Beyond a sum of its parts, SoMoBiDa refers to the confluence of these three great forces and the immense power this combination unleashes for marketers. Standing alone, any one of these trends signals a momentous shift in the way we do business. When they're combined together they can become truly transformative.

Let's look at an example in which a potential customer walks into a retail location and looks at some merchandise. While doing so, let's say he or she scans a QR Code above the device and learns more about the product using an in-store app. Because it is the first week of the month, using Big Data the marketer knows that this is when most big-ticket purchases are made, right after payday for most consumers. As a result, a special time-sensitive offer pops up in the in-store app asking the user to share the offer with his/her network. The customer then tweets about the product.

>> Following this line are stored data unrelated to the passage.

PR #4848, opened 2020-07-31
MONGOID-4949 update inheritance documentation to include note about bogus discriminator values

Neilshweky:


p-mongo:
While the change in this PR is good and should be retained, the ticket is actually about having values in the database that do not correspond to any of the types. This PR only says what happens when Circle is queried, it doesn't say how (or whether) one could retrieve documents with bogus type values.

So in addition to the changes here, there should be some language added that says, for example, that when querying using the parent class, all documents in the collection where the discriminator value doesn't map to a known subclass of parent will be returned as instances of the parent class.

Neilshweky:
When querying the parent class of a collection all documents are returned anyway... It's when the child is queried that this matters.

docs/tutorials/mongoid-documents.txt
```diff
@@ -1154,6 +1154,9 @@ documents ``Circle``, ``Rectangle``, and ``Shape``.
     whatever the discriminator value was set to), all other discriminator values will be considered an object
     of the Shape class.
 
+    Similarly, when querying any Parent class, even if a document does not have a discriminator value that
+    belongs to any of its descendants, this document is still returned.
```
p-mongo: I would say this as:

>     Similarly, when querying by parent classes (``Canvas`` in this example), any documents in the collection that  does not have a discriminator value, or whose discriminator value does not map to either the parent or any of its descendants, will be returned as an instance of the parent class.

Using a Social CRM tool, the firm is able match the social engagement to the CRM database, which has been beefed with Big Data custom attribution modeling leveraging past purchase info combined demographic and psychographic data to identify this Twitter user as a repeat customer with a high lifetime value, who usually buys online from someone a couple days after an in-store visit. Using location services, the firm is able to discern at which location the customer is shopping. To help close the deal, the in-store sales staff is immediately sent over to assist the prospect, armed with complete customer order history and personal information on a tablet. Pretty awesome, huh?

Now of course this is just one example for one type of business. Nor am I claiming to have all the answers now—it's way too early in the game and no one does yet. But just think for a moment of the power that marketers will have in their hands if they do SoMoBiDa right and incorporate it into their business model? If you project several years in the future, companies that get it right will be the ones that succeed. Those that don't … well, they probably won't be around.

Okay, looks like over my word count limit again and I'm out of space for this post. Got any observations or SoMoBiDa ideas for your company or products? If so, I'd love to hear about them in your comments.